In Dutch you don’t say, ‘I love you’. You say, ‘Godver mijn klote fiets is alweer gejat,’ It means, ‘Our hearts will be together forever, even when we’re apart.’ I love that. Such a beautiful language.
Somebody else’s words but I agree with all my heart.
But first things first. We took a cruise ship from Harwich to cross the English Channel and what ship it was! Our coach trundled into its belly where several coaches and cars were parked. We picked up our overnight bags and were swished up to the main deck, spacious with dining spaces, bars, lounges, duty-free shops, kids play zone and a casino. Huge windows gave wide views of the harbour and later the sea. Open decks at various levels provided 360 degrees range of vision but the English rain and wind discouraged viewers.
Rocked to sleep by a smooth crossing in a very comfortable cabin, we woke up to golden sunshine as the Hoek of Holland approached. Closer ashore, the windmills marching up the coastline waved their arms welcoming us. We lost no chance of photo-ops on the now-dry open decks with the windmills blessing us from behind. We decked and realized that we were actually entering Europe and the Schnegan region as immigration proceeded. I tried out my ‘dank u’ on the Immigration Officer and was rewarded by a smile and a ‘thank you’.
As we drove down to Amsterdam, rolling fields dotted by random farms were evidence of Netherlands dependency on agro products. For the famous cheese, apparently they still use huge wooden vats to stir the milk, adding citric acid, herbs, etc to give it taste as we were shown in a cheese-making factory. I was inspired enough to pick up a wheel of chili cheese. Nowadays, to suit the inclination of Indian tourists, they even make cumin cheese. By the way, the lady explaining the process greeted us with a ‘namaste’!

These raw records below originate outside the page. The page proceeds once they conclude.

PR #4432, opened 2015-10-14
removing ofxMultiTouch

julapy:
just realised that ofxiOS no longer requires the ofxMultiTouch,
as touch events were integrated into the core a while back.

ive quickly searched all OF source files and i couldn't see anything else using ofxMultiTouch apart from ofxiOS.

think it should be all good to remove.
unless anyone else has any objections.


danoli3:
Yeah nice!! :+1:

julapy:
since ofxMultiTouch was integrated into the core.
is it worth thinking about integrating ofxAccelerometer into core also?
cc @arturoc

arturoc:
thanks! didn't remember this wasn't being used anymore. 

not so sure about ofxAccelerometer, it needs a refactoring for sure and would be good to have more common code between android an ios in general but it can also be an addon without problem. 

the main reason to move multitouch into the core was that more OSs not only mobiles have mutitouch events now but i'm not so sure that the accelerometer is such a common feature accross platform so perhaps it makes sense to leave it as an addon.

i would also rename it to something like ofxOrientation or ofxSensors since accelerometer is not representative anymore of what's going on.

also @tallavi started some addons to uniformize the API between iOS and android.

julapy:
@arturoc, sounds good, thanks for clarifying.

Red poppies bloom wild (tulip season was over), the air was clean and pure and cyclists pedaled everywhere. Apparently every citizen in the country owns a cycle and Netherlands is one of the first countries to have a network of cycle ways that takes you anywhere in the country. In Amsterdam, we had to look out more for the cycles zipping past than cars and trams while crossing the road.
Amsterdam, a city of charming canals, elegant gabled houses, Rembrandt and Van Gogh, is delightful. Its patchwork of waterways forms about 90 islands that are connected by 1,500 bridges which have been financed by the wealth the city acquired during the Dutch Golden Age, when Holland was the wealthiest nation in the world. Most of the prosperity poured into the country from the Dutch East India Company. So one can assume many of our ancestors funded the beauty of Amsterdam.

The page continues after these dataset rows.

PR #4438, opened 2015-10-15
Removing declarations without definition

### LINKED ISSUE #4426: Missing definition for functions
Using these functions results into a linker error, as there is no definition:

```
ofMesh  ofTexture::getMeshForSubsection(float, float, float, float, float, float, float, float, float) const;
ofVec2f& ofVec2f::getLimited(float max); // not const
```

chaosct:
closes #4426

### DIFF
--- a/libs/openFrameworks/gl/ofTexture.h
+++ b/libs/openFrameworks/gl/ofTexture.h
@@ -649,7 +649,6 @@ class ofTexture : public ofBaseDraws {
 	/// \param sh Subsection height within the texture.
 	void drawSubsection(float x, float y, float z, float w, float h, float sx, float sy, float sw, float sh) const;
 
-	ofMesh getMeshForSubsection(float x, float y, float z, float w, float h, float sx, float sy, float sw, float sh, bool vflipped, ofRectMode rectMode) const;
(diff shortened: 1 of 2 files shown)


libs/openFrameworks/gl/ofTexture.h
```diff
@@ -664,7 +663,7 @@ class ofTexture : public ofBaseDraws {
 	/// \param sy Subsection y axis offset within the texture.
 	/// \param sw Subsection width within the texture.
 	/// \param sh Subsection height within the texture.
-	ofMesh getMeshForSubsection(float x, float y, float z, float w, float h, float sx, float sy, float sw, float sh) const;
+	ofMesh getMeshForSubsection(float x, float y, float z, float w, float h, float sx, float sy, float sw, float sh, bool vflipped, ofRectMode rectMode) const;
```
bilderbuchi: do we need documentation for those two parameters in the doxygen code above? @arturoc

arturoc:
would be good to have them but i'm ok merging it as it is, this is mostly used internally by the renderers when rendering a texture.

@chaosct: if you want to add the comments, vflipped returns a mesh that takes into account the flipped state in OF and rectMode creates the mesh taking x,y as the center or the top left corner

chaosct:
here you go

arturoc:
thanks!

Today the city’s gilded mansions, beautiful facades that look like gingerbread houses and vibrant people make it a very pleasant place. I loved Dam Square which has the Palace of the Queen, the monument of freedom, a beautiful protestant church – Nieuwekerk and an elegant department store De Bijenkorf. The square was named Dam probably as early as 1270, because the River Amstel has been closed here, and the harbour has been created behind. The cafes off this square spread their tables on the pavement. Leisurely conversation with bottles of wine toasted the long, serene evening.
We took a boat tour on the canals of Amsterdam, passing well-appointed houseboats. The white garden chairs among pots of riotous summer flowers set out on their decks were so inviting. Amsterdam is known for its icons of art history – Rembrandt, Vermeer, Van Gogh. We sailed past the Rijksmuseum and the Van Gogh museum but unfortunately did not have the time visit them. Continuous sequences of arched bridges, some very old, spanning the canals were picture perfect while it was intriguing to examine the huge flood gates that controlled the sea water from entering the city in the earlier days. Netherlands’ intricate system of flood gates and dikes prove that the Dutch believe in ‘Live with sea. Don’t fight it’.

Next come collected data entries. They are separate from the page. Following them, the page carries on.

PR #4440, opened 2015-10-15
Fix assimp anim load

### LINKED ISSUE #4337: ofxAssimpModelLoader not cleaning up properly
When running the assimpExample, I noticed that it crashes whenever changing models (press keys 1-5).

It looks like ofxAssimpModelLoader is not clearing its resources properly in clean():
 * The `scene` shared pointer is not `reset()`, so calls like [this](https://github.com/openframeworks/openFrameworks/blob/master/addons/ofxAssimpModelLoader/src/ofxAssimpModelLoader.cpp#L48-L50) won't work.
 * I might be wrong here, but I don't think testing for `if (scene != NULL) { ... }` is valid since it's a shared pointer, I believe the [correct syntax](http://www.cplusplus.com/reference/memory/shared_ptr/operator%20bool/) is simply `if (scene) { ... }`.
 * Quickly glancing at the [assimp documentation](http://assimp.sourceforge.net/lib_html/cimport_8h.html#ab6085941982ef6158f3aa8be87470602), it looks like `aiPropertyStore` needs to be "manually destroyed using the [aiReleasePropertyStore](http://assimp.sourceforge.net/lib_html/cimport_8h.html#ac7e29d2f3bd4366bead505ed53f07108) API function", which is not happening.

I tried fixing these issues but I'm still getting crashes in the example, so maybe someone with better assimp knowledge can take a look?

My setup is OF master / Windows 10 / VS 2015.

tgfrerer:
Addresses a few minor issues with the assimp loader. 

* Mainly fixes an crashing issue with animations not being counted properly
* Brings forward declarations in line with assimp library objects
* More explicit deletion of scene object, to secure assimp has freed the old scene when new scene is loaded.

More details in individual commits. 

Closes #4337

### DIFF
--- a/addons/ofxAssimpModelLoader/src/ofxAssimpMeshHelper.h
+++ b/addons/ofxAssimpModelLoader/src/ofxAssimpMeshHelper.h
@@ -11,7 +11,7 @@
 #include <assimp/postprocess.h>
 #include "ofxAssimpTexture.h"
 
-class aiMesh;
+struct aiMesh;
 
 class ofxAssimpMeshHelper {
 
--- a/addons/ofxAssimpModelLoader/src/ofxAssimpModelLoader.cpp
+++ b/addons/ofxAssimpModelLoader/src/ofxAssimpModelLoader.cpp
@@ -280,6 +280,12 @@ void ofxAssimpModelLoader::loadGLResources(){
         meshHelper.validCache = true;
         meshHelper.hasChanged = false;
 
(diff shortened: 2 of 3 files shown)


tgfrerer:
Seems that Travis times out when not receiving input for an `apt-get`.

arturoc:
yes, i've seen that before but not sure why it's happening since nothing has changed in the scripts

Driving out of Amsterdam on the way to Brussels, we came upon a true-blue windmill. There was a general clamouring for photo-ops. We posed with the old, dark mill, its four huge hands spread eagled across the blue sky splattered with fleecy clouds.
Did you know that there isn't a single windmill owner in Holland who doesn't have a second job, for when there is no wind? Anyway, in Netherlands unemployment is unheard of. The country tops in work-life balance and is above average in jobs and earnings, housing, education and skills, in subjective well-being, environmental quality, personal safety, and health status. No wonder, it is one of the countries in the world with highest scores in the percentage of happiness index.